● EXERCISE DATA
PR #470, opened 2020-11-16
Fix more parsing issues with pipe characters

### LINKED ISSUE #465: `|` breaks lists
If `|` ist placed somewhere in a list, it is not rendered correctly but instead produces a paragraph in HTML:

```markdown
- a
- |
- b
```
```html
<div class="pandoc">
  <ul>
    <li>a</li>
  </ul>
  <p>- |</p>
  <ul>
    <li>b</li>
  </ul>
</div>
```
I noticed this because I have a list containing mathematical expressions, such as `$|x|$`. If I run pandoc directly to output HTML it works as intended.

### LINKED ISSUE #469: `|` breaks headers
version: neuron-1.1.6.2

I have a lot of files that have a pipe in the header title of the note

this example breaks the header
```
---
date: 2020-11-16T06:39
tags: [anarchismus,capitalism,collapse,date/2020/11/16,franco-berardi,mind/history]
---

# Extinction, Rebellion, Happiness | SchwarzerPfeil by schwarzerpfeil.de
```

to fix this I need to escape the pipe

```
---
date: 2020-11-16T06:39
tags: [anarchismus,capitalism,collapse,date/2020/11/16,franco-berardi,mind/history]
---

# Extinction, Rebellion, Happiness \| SchwarzerPfeil by schwarzerpfeil.de
```

without the fix the filename is displayed 

> \# 1d0779db7445ff68b1f70c57bb7c9146-Extinction,_Rebellion,_Happiness_SchwarzerPfeil_by_schwarzerpfeil.de.md

eigenzeugs:
`pipeTableSpec` should also be after `defaultSyntaxSpec`

Fixes #469 & fixes #465

### DIFF
--- a/neuron/src/lib/Neuron/Reader/Markdown.hs
+++ b/neuron/src/lib/Neuron/Reader/Markdown.hs
@@ -130,13 +130,15 @@ neuronSpec =
       CE.rawAttributeSpec,
       CE.fencedDivSpec,
       CE.bracketedSpanSpec,
-      CM.defaultSyntaxSpec
+      CM.defaultSyntaxSpec,
+      -- as the commonmark documentation states, pipeTableSpec should be placed after
+      -- fancyListSpec and defaultSyntaxSpec to avoid bad results when non-table lines
+      CE.pipeTableSpec
     ]
   where
     -- Emoji extension introduces ghcjs linker issues
     gfmExtensionsSansEmoji =
       CE.strikethroughSpec
-        <> CE.pipeTableSpec
         <> CE.autoIdentifiersSpec
         <> CE.taskListSpec
 


srid:
@eigenzeugs I had to revert your last PR, because it broke some GFM functionality. See #472

I suppose a fix would be to relocate only `pipeTableSpec`, and not the entirety of `gfmExtensionsSansEmoji`.

In any case, we should ideally add unit tests to catch regression like this. Or, do a manual testing to make sure that existing Markdown features (those of the commonmark extensions in use) continue to work.

eigenzeugs:
Oh I'm sorry, should have tested more. Moving only `pipeTableSpec` seems to work as you suggested. I manually tested the other extensions this time, but if this requires more testing please let me know. How would you prefer a unit test for this to look like?

PR #512, opened 2021-01-01
 Clarify that directories/note IDs must be globally unique when using the dirtree plugin

flyinggrizzly:
This is the only thing I stumbed on--otherwise the documentation for the `dirtree` plugin was clear for me.

### DIFF
--- a/guide/Plugins/Directory Tree.md
+++ b/guide/Plugins/Directory Tree.md
@@ -10,7 +10,9 @@ The *Directory Tree* plugin automatically creates a [[folgezettel-heterarchy]] r
 
 ## Directory Zettel
 
-Given a folder `./Project/HouseWarming/`, this plugin will create two zettels with [[id]] `Project` and `HouseWarming`. Directory names must be unique, inasmuch they directly reflect [[id]] which must also be unique. In the [[web]], neuron will display the "contents" of a directory beneath the zettel content. 
+Given a folder `./Project/HouseWarming/`, this plugin will create two zettels with [[id]] `Project` and `HouseWarming`. In the [[web]], neuron will display the "contents" of a directory beneath the zettel content.
+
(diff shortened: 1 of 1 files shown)


guide/Plugins/Directory Tree.md
```diff
@@ -10,12 +10,14 @@ The *Directory Tree* plugin automatically creates a [[folgezettel-heterarchy]] r
...
 
 The zettel content for directory zettels are by default empty. However, you may explicitly specify them by creating zettel files using the same [[id]]; for the example above, you may create `./Project.md` and `./Project/HouseWarming.md` - and they will be "merged" to the auto-created directory zettels.
 
 ## Links & tags created
 
 A [[folgezettel-heterarchy]] is formed, reflecting the directory tree on disk, with the exception of the `index` zettel[^man]. The forming of links is based on hierarchical [[tags]] (reflecting the relative path), that every normal zettel and directory zettel is automatically tagged with.
 
-[^man]: You may manually form these relationships by adding `[[[z:zettels?tag=root]]]` to the top-level `index.md`
\ No newline at end of file
+[^man]: You may manually form these relationships by adding `[[[z:zettels?tag=root]]]` to the top-level `index.md`
```
flyinggrizzly, line 23: This change appears to be just a whitespace change caused by saving in the GH web editor.

srid:
Thanks. Will merge.

We should further explain the rationale and utility behind this uniqueness criteria.  In `work/notes/`, "notes" is a bad name for an [atomic](https://neuron.zettel.page/atomic.html) zettel (usually it would be someething like `work/Project1/` or `work/Potential clients/`). 

A good example would be `2020/12/2020-12-02` - which would conflict with other years' December, and can be solved by renaming the folder to "2020/2020-12/2020-12-02". The benefit is ... simplicity in linking, without complicated linking strategies in neuron, spamming user's mental model. Just link to year, month or day using their file/directory name.  It allows you to have a `2020-20.md` zettel, which gets "merged" automatically with the `2020-20/` directory zettel, and you can link to it as `[[2020-20]]` without banging the head against the wall thinking in terms of filesystem paths.

flyinggrizzly:
I'll see if I can't get something concise and useful drafted about ID atomicity.

PR #517, opened 2021-01-03
Add label to the Home link

### LINKED ISSUE #342: Make the index link easily recognizable
From an user:

> I couldn’t find an index button then discovered it was the 🌲. Might it be an idea to have something more recognisable?

Can be done by making it a [labelled icon](https://fomantic-ui.com/collections/menu.html#labeled-icon).

rvl:
Resolves #342

This adds a "Home" label to the menu item.

Perhaps labels on all of the menu items? Is the "compact" style alright? I think it's OK as it is though.

Perhaps the Home item could have an icon in the impulse frontend? I could do that.

### Screenshot

1. Labelled home button and DOM

Screenshot from 2021-01-04 07-41-17

2. Illustration of label without space

home-space

### DIFF
--- a/neuron/src/lib/Neuron/Frontend/Zettel/View.hs
+++ b/neuron/src/lib/Neuron/Frontend/Zettel/View.hs
@@ -151,8 +151,9 @@ renderBottomMenu themeDyn mIndexZettel mEditUrl = do
       ffor x $ \case
         Nothing -> blank
         Just indexZettel -> do
-          neuronDynRouteLink (Some . Route_Zettel . Z.zettelSlug <$> indexZettel) ("class" =: "item" <> "title" =: "Home") $
+          neuronDynRouteLink (Some . Route_Zettel . Z.zettelSlug <$> indexZettel) ("class" =: "item" <> "title" =: "Home") $ do
             semanticIcon "home"
+            text " Home"
     -- Edit url
     forM_ mEditUrl $ \editUrl -> do
       let attrs = "href" =: editUrl <> "title" =: "Edit this page"


neuron/src/lib/Neuron/Frontend/Zettel/View.hs
```diff
@@ -151,8 +151,9 @@ renderBottomMenu themeDyn mIndexZettel mEditUrl = do
       ffor x $ \case
         Nothing -> blank
         Just indexZettel -> do
-          neuronDynRouteLink (Some . Route_Zettel . Z.zettelSlug <$> indexZettel) ("class" =: "item" <> "title" =: "Home") $
+          neuronDynRouteLink (Some . Route_Zettel . Z.zettelSlug <$> indexZettel) ("class" =: "item" <> "title" =: "Home") $ do
             semanticIcon "home"
+            text " Home"
```
srid, line 156: Why do we need a space before "Home"? Can you post a screenshot of the result?

rvl: Sorry, forgot screenshots. I updated the PR description.

I added the space because it looked unbalanced without it. The reason was that semantic-ui examples have space between the icon and label (otherwise the HTML would be unreadable), but reflex won't add space unless you ask.

But investigating the semantic-ui example further, it looks like there is a css rule `.ui.menu .item>i.icon { margin-right: 0.36em; }`. When I inspect the neuron output, there is no such css rule being applied.

Should I change it so that the icon has a right margin, instead of a space?

srid: It'd be best to figure out why semantic UI css is not being applied. Is our HTML incorrect, or do we have some other CSS that is overriding it (and if so can that be fixed/removed)?

Also, the #342 is for putting a label in z-index (now called "Impulse"), rather than the home icon (which I don't think we need?).

rvl: Oh right! Well I wanted to fix it in the Impulse frontend too, but I assumed that the issue was about the bottom buttons, because they are semantic-ui menu items, but it's just a plain bullet list on the Impulse page.

srid:
Closing per https://neuron.zettel.page/next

● EXERCISE
Wherever the word "instead" appears in the records above, copy that line.

● TASK RESULT
If `|` ist placed somewhere in a list, it is not rendered correctly but instead produces a paragraph in HTML:
Should I change it so that the icon has a right margin, instead of a space?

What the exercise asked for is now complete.